The answer should contain only the lines running from the line with "savente93: should be good now" to the end of the material, reproduced verbatim.

(Supplied records)

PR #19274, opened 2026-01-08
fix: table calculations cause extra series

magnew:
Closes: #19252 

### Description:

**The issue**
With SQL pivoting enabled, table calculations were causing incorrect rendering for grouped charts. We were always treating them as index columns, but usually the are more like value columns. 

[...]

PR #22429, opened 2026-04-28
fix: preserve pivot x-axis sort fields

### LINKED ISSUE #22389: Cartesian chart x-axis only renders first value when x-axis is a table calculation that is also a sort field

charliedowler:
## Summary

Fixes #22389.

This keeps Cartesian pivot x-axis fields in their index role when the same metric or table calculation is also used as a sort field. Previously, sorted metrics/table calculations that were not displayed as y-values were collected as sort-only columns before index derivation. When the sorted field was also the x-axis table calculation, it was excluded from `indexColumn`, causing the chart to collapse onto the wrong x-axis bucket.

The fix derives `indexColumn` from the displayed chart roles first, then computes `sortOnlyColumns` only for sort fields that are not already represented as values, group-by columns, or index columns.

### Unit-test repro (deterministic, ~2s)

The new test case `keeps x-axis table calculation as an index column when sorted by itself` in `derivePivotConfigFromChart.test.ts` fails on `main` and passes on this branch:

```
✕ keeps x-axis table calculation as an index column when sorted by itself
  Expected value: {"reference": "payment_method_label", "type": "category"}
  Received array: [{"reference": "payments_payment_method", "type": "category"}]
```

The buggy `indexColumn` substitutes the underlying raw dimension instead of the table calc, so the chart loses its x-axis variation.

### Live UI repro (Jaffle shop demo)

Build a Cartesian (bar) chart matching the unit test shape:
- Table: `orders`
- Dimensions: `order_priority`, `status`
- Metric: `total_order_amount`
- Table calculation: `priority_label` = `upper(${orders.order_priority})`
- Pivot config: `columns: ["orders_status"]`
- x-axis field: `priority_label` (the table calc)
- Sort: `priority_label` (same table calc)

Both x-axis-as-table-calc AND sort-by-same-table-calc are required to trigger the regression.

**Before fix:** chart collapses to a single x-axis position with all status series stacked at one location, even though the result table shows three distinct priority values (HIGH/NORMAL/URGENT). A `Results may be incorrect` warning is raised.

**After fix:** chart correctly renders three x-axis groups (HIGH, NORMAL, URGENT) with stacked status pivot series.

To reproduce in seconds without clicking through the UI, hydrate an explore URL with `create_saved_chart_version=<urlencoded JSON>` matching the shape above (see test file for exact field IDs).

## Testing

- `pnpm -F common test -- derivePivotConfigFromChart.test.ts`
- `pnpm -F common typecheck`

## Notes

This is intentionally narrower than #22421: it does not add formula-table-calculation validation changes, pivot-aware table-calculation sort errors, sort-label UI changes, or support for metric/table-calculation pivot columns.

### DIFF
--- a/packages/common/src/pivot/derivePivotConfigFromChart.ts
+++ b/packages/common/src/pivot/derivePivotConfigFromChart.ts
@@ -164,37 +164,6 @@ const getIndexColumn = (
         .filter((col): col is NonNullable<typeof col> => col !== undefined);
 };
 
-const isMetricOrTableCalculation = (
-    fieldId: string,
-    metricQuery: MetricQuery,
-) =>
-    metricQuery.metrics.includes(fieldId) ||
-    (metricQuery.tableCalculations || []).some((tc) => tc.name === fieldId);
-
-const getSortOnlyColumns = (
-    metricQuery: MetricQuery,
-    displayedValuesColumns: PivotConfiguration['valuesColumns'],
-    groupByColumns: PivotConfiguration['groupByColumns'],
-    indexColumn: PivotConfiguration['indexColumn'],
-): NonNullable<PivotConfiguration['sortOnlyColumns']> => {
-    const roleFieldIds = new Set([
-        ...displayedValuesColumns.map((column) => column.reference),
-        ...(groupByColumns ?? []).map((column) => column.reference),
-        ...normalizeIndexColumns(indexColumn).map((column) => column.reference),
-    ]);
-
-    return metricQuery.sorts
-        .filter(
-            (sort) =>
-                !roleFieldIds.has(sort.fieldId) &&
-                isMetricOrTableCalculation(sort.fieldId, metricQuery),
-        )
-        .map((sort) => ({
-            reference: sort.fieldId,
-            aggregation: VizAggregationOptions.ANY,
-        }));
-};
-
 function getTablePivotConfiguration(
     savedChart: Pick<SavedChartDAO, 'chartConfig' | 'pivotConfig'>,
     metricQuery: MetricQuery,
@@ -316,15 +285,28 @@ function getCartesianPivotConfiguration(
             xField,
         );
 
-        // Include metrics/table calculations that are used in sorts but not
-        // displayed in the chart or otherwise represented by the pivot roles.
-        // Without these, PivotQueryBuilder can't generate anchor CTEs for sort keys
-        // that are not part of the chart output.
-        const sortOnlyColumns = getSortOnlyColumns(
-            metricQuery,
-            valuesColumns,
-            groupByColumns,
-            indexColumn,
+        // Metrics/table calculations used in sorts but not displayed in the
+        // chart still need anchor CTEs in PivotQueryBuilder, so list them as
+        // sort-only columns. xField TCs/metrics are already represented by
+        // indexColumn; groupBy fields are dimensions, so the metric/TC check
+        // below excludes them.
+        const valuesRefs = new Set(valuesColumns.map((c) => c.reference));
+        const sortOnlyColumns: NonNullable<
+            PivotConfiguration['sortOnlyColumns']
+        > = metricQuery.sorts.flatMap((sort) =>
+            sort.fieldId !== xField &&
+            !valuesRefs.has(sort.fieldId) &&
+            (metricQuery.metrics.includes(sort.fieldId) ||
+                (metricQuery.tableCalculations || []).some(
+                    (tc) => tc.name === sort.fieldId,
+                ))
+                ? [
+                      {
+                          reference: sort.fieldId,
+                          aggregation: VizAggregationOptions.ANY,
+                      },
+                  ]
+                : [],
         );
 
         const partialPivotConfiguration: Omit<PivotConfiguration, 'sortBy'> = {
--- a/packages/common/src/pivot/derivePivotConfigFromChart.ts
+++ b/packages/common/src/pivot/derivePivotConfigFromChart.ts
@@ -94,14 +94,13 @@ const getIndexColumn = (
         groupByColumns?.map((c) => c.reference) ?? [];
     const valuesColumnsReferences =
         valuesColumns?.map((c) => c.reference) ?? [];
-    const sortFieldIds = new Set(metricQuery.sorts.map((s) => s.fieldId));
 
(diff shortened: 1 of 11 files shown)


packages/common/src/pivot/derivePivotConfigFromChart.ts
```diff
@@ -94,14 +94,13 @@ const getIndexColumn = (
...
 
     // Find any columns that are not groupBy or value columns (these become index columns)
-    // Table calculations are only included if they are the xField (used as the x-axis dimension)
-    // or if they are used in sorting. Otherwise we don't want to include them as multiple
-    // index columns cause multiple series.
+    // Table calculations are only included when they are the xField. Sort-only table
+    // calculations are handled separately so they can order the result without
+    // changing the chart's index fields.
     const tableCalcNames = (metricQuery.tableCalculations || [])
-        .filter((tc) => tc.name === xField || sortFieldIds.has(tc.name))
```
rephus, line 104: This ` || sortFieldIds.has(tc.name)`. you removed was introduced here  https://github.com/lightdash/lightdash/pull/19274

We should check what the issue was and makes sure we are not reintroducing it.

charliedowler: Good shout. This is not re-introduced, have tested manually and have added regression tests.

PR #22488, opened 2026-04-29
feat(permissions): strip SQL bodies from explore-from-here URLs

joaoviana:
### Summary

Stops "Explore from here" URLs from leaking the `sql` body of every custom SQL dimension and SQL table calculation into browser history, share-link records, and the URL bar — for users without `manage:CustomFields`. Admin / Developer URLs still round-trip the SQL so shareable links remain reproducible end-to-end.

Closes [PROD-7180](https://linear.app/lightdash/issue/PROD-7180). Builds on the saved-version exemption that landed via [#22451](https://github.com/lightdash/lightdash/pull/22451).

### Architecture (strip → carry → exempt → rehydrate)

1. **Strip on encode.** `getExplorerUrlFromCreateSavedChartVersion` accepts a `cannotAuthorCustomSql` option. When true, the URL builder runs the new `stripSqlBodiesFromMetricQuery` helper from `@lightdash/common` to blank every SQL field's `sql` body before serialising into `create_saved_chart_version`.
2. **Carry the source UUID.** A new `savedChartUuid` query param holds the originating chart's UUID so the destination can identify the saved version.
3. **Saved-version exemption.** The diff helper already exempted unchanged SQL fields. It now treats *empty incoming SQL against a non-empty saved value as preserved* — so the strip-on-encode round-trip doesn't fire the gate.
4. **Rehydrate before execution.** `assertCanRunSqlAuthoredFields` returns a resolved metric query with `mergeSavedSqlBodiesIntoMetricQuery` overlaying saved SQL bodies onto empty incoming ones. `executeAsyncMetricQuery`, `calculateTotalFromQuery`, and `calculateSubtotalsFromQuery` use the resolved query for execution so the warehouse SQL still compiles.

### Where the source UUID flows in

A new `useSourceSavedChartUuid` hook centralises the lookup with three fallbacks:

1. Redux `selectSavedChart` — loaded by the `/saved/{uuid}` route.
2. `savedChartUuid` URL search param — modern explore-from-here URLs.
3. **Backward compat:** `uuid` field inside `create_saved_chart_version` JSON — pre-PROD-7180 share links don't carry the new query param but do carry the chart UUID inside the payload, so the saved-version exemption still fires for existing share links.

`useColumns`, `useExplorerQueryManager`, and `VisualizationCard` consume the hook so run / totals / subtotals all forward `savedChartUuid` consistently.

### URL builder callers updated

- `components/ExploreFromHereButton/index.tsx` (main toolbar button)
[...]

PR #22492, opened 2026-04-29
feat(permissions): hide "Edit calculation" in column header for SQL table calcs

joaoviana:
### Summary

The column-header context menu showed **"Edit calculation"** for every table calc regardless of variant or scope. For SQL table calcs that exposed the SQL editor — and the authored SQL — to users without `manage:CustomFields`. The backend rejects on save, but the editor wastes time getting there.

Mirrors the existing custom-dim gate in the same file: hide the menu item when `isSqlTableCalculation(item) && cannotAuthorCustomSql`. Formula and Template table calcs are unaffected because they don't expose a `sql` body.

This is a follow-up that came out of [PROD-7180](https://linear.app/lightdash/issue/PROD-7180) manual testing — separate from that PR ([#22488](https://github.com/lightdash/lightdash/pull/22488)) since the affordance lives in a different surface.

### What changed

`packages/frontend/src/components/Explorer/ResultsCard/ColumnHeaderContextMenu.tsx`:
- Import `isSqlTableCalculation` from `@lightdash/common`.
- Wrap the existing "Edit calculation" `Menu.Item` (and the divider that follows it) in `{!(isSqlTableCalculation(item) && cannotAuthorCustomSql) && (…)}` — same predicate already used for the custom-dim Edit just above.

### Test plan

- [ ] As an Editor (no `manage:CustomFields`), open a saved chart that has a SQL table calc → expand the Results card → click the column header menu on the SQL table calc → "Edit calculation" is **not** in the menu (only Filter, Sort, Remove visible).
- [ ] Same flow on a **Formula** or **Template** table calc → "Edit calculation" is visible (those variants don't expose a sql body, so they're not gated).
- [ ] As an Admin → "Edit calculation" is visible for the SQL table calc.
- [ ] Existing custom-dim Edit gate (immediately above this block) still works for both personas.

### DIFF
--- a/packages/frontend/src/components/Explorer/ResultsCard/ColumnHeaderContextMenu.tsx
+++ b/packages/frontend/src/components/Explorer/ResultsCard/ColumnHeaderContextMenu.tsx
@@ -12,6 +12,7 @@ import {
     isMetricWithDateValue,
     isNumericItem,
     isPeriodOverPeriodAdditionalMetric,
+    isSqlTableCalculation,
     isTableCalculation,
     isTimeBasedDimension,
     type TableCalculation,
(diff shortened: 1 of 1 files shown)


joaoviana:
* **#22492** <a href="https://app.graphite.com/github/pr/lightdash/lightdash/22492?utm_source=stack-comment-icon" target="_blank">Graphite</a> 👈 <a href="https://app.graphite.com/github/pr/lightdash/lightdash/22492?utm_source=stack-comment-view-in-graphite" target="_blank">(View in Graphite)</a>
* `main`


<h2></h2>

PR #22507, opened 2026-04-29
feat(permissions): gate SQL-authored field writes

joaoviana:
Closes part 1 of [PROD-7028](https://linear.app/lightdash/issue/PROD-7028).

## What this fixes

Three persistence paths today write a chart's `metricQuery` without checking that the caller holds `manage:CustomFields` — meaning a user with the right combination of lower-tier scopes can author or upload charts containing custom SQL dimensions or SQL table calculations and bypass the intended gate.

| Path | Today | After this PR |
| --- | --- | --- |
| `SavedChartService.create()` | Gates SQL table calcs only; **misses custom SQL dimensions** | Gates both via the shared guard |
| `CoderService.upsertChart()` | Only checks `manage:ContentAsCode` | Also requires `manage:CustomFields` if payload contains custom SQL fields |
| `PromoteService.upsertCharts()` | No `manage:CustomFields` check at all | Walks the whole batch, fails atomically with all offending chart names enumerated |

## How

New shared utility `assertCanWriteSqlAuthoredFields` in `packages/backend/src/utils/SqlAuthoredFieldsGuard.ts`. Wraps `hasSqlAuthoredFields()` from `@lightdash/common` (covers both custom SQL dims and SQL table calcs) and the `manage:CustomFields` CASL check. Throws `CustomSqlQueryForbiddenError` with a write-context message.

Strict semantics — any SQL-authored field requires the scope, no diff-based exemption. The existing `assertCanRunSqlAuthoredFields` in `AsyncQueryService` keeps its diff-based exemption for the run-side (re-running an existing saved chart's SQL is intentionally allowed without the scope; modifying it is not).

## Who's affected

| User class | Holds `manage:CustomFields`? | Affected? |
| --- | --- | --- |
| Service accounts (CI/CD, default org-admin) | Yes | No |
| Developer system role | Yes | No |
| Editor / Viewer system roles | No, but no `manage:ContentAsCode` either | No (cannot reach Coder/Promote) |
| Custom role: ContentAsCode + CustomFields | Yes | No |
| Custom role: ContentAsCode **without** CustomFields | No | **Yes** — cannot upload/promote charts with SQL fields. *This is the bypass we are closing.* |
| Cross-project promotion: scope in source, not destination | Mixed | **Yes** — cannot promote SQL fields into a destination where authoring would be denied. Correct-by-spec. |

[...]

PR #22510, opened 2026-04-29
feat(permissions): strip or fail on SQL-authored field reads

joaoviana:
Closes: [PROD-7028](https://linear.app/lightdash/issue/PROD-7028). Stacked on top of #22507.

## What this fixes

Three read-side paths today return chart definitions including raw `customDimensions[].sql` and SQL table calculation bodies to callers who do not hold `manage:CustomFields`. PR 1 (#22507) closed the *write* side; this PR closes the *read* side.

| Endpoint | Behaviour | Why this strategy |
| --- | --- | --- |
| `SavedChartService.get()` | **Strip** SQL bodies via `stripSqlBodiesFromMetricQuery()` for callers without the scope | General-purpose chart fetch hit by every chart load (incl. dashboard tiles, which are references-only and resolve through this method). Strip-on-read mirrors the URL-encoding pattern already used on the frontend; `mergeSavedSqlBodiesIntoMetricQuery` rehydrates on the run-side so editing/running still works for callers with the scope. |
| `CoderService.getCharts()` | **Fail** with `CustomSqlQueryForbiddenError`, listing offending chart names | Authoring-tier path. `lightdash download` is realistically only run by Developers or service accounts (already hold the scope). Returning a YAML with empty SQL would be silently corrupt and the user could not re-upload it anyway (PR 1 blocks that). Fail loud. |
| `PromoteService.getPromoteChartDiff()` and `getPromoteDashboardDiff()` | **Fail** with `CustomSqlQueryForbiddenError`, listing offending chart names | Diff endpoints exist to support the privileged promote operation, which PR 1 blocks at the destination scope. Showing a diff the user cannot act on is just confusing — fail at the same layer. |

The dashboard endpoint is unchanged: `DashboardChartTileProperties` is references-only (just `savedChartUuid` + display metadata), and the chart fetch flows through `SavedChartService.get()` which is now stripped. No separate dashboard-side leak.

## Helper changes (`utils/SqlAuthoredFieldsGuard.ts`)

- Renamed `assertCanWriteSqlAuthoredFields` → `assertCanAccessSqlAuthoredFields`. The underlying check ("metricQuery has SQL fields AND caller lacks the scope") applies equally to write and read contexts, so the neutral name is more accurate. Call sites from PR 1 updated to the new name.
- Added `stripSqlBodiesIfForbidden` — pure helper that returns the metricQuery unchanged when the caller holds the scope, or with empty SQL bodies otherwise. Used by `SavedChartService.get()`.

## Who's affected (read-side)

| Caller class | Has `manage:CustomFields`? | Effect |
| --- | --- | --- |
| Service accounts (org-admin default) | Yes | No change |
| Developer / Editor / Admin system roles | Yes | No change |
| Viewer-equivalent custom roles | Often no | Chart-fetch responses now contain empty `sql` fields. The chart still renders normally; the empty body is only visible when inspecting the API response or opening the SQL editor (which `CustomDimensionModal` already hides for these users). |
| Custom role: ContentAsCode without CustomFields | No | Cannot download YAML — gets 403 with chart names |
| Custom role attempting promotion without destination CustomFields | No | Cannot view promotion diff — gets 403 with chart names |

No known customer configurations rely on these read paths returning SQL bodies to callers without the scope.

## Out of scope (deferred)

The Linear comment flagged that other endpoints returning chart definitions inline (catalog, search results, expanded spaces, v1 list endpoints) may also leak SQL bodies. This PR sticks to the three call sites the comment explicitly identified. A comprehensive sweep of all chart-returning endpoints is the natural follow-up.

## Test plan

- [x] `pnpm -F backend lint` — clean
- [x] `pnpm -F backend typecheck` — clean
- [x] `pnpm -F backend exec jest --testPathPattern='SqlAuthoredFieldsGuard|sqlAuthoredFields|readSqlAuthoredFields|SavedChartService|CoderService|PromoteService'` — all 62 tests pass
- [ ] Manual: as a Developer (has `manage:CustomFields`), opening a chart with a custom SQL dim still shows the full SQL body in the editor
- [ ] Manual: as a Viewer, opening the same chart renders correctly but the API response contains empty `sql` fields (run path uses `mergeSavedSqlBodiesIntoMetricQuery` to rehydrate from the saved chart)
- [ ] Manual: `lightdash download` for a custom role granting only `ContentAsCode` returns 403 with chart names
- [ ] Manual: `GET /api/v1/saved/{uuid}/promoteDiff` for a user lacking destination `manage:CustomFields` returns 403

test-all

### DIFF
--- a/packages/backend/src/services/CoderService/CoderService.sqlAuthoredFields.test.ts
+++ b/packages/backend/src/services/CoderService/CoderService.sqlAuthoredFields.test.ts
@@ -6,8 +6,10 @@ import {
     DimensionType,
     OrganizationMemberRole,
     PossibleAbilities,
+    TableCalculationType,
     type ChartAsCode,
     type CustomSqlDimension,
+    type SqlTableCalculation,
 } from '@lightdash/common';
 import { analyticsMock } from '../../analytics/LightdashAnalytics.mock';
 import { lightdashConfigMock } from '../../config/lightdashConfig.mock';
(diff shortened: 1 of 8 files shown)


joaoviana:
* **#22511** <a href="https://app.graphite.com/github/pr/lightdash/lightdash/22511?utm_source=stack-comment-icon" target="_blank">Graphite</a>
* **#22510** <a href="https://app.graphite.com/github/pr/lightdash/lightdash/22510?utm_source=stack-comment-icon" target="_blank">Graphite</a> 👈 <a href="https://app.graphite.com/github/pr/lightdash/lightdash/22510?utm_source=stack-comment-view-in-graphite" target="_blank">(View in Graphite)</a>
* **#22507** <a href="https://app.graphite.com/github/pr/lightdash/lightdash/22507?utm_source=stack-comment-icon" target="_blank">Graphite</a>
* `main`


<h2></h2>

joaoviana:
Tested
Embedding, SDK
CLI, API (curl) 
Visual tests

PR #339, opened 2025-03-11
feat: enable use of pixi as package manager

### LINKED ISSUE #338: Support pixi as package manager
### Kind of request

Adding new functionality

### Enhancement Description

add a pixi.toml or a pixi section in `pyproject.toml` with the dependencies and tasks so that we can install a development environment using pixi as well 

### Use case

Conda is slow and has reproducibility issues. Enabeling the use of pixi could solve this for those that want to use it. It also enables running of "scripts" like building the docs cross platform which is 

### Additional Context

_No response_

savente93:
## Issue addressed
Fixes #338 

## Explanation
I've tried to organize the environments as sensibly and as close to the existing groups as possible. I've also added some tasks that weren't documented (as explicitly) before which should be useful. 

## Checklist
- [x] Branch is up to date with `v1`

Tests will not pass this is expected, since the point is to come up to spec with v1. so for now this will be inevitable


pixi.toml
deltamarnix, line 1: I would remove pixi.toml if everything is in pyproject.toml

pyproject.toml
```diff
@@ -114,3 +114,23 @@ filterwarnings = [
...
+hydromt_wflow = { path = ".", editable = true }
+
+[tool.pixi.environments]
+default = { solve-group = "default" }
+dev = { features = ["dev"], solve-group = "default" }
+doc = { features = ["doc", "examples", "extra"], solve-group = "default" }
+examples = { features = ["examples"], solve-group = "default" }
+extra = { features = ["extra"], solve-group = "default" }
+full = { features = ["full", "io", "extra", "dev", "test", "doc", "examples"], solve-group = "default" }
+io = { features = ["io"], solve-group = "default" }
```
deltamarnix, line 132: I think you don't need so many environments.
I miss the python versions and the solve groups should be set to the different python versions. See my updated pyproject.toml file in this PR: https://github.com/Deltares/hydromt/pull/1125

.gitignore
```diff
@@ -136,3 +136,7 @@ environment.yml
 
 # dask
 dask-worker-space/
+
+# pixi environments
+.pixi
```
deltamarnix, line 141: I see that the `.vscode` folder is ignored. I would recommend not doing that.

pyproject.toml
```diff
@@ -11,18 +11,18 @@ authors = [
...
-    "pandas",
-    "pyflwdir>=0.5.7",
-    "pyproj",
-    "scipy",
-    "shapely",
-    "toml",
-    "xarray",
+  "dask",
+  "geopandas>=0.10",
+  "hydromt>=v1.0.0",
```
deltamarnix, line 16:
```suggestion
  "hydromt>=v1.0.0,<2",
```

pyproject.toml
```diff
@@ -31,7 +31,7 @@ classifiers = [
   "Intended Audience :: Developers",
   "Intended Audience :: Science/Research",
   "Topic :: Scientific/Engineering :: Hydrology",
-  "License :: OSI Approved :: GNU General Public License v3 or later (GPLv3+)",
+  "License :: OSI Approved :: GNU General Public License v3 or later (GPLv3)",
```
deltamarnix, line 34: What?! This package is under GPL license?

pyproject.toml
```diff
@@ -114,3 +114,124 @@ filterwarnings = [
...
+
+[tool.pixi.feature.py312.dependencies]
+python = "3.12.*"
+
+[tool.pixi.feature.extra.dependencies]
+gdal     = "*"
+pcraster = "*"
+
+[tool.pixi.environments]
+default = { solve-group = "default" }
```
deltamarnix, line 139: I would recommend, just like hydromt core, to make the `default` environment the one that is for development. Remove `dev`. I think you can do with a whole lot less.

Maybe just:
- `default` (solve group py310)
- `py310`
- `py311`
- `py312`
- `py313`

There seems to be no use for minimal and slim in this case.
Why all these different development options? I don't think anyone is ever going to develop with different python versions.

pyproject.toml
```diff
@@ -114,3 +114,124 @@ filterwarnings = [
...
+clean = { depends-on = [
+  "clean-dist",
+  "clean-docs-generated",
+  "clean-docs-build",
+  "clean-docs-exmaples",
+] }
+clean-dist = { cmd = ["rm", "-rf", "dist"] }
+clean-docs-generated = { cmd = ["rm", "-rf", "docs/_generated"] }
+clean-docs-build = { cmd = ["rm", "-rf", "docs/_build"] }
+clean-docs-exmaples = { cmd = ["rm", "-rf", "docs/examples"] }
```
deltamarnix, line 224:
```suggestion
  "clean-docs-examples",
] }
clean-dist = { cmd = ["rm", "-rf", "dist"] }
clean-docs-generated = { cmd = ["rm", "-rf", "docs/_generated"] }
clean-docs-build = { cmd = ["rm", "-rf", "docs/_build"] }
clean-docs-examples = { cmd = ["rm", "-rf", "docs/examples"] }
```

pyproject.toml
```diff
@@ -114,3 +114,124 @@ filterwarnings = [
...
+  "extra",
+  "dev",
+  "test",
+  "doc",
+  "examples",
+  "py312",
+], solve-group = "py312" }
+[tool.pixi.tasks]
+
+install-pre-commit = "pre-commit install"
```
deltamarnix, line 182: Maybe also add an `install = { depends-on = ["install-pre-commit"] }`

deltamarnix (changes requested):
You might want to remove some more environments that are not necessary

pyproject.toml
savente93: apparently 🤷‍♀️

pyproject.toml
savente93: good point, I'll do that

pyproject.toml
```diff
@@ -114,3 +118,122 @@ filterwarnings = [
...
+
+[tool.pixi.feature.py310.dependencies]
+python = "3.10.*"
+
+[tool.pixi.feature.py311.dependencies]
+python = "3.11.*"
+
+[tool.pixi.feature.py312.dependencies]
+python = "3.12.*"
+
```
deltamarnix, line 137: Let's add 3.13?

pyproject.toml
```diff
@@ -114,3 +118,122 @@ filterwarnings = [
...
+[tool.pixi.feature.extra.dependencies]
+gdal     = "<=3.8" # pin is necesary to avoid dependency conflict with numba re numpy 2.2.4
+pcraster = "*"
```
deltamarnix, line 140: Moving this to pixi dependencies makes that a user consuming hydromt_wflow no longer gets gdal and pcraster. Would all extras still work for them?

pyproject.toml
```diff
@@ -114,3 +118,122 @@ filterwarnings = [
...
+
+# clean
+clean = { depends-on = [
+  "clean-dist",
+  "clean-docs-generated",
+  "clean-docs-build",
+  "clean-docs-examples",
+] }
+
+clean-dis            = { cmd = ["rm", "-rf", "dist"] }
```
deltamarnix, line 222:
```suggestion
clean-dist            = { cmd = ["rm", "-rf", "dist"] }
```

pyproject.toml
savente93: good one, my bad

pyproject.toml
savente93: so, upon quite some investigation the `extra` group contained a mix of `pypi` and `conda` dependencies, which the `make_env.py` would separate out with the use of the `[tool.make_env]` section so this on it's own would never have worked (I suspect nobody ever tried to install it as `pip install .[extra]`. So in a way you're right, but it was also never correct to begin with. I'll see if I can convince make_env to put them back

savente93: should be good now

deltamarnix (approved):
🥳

(End Supplied records)

• Written answer:
savente93: should be good now

deltamarnix (approved):
🥳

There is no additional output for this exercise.